Activity
Find every line in the records below that contains the word "machine", and copy each such line.

Records shown

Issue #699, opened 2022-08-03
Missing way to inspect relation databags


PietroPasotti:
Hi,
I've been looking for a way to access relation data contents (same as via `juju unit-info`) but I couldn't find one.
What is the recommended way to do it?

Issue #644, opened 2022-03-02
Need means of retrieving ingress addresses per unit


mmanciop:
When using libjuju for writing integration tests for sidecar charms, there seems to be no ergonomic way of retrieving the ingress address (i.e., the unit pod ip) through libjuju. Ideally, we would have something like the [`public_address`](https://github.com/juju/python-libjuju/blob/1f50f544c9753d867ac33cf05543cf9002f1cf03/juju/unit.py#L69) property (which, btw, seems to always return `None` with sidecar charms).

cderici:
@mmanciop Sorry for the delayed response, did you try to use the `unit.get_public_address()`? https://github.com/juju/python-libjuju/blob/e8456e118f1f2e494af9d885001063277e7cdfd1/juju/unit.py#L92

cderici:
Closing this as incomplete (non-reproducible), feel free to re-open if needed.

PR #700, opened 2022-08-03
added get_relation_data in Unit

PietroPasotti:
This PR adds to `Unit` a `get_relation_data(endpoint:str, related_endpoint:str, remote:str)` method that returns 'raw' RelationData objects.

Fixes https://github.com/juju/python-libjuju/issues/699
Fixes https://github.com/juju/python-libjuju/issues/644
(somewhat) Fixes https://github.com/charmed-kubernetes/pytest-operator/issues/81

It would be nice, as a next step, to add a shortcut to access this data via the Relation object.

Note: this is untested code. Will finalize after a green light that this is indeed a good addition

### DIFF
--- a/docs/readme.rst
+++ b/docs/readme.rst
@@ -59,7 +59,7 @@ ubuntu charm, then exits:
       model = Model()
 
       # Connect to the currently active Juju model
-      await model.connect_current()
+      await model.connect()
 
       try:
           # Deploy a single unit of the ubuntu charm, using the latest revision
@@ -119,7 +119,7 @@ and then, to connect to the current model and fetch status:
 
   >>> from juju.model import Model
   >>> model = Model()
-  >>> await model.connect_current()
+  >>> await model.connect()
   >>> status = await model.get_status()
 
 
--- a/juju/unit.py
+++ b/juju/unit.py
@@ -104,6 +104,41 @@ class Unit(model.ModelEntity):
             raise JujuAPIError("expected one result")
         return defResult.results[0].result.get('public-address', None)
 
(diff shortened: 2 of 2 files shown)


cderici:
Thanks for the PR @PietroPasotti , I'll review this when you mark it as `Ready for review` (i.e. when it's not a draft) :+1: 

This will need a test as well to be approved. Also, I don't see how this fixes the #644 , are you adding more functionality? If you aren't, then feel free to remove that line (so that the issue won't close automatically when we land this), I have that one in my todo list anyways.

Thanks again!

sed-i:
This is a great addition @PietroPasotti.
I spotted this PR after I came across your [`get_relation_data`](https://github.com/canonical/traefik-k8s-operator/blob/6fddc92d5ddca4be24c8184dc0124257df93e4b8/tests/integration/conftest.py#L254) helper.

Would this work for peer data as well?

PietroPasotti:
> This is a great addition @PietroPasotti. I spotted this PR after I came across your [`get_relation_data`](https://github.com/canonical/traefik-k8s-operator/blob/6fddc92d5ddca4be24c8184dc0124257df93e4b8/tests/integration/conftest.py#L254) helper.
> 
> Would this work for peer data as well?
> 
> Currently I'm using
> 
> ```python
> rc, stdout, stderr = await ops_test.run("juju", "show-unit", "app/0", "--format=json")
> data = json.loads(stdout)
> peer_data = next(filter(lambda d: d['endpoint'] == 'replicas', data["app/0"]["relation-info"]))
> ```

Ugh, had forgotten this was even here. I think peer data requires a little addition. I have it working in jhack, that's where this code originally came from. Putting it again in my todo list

---

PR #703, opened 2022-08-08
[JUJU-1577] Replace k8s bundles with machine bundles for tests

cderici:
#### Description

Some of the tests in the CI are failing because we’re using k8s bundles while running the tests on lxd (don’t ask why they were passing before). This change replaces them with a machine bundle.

Task output
[JUJU-1577] Replace k8s bundles with machine bundles for tests
Some of the tests in the CI are failing because we’re using k8s bundles while running the tests on lxd (don’t ask why they were passing before). This change replaces them with a machine bundle.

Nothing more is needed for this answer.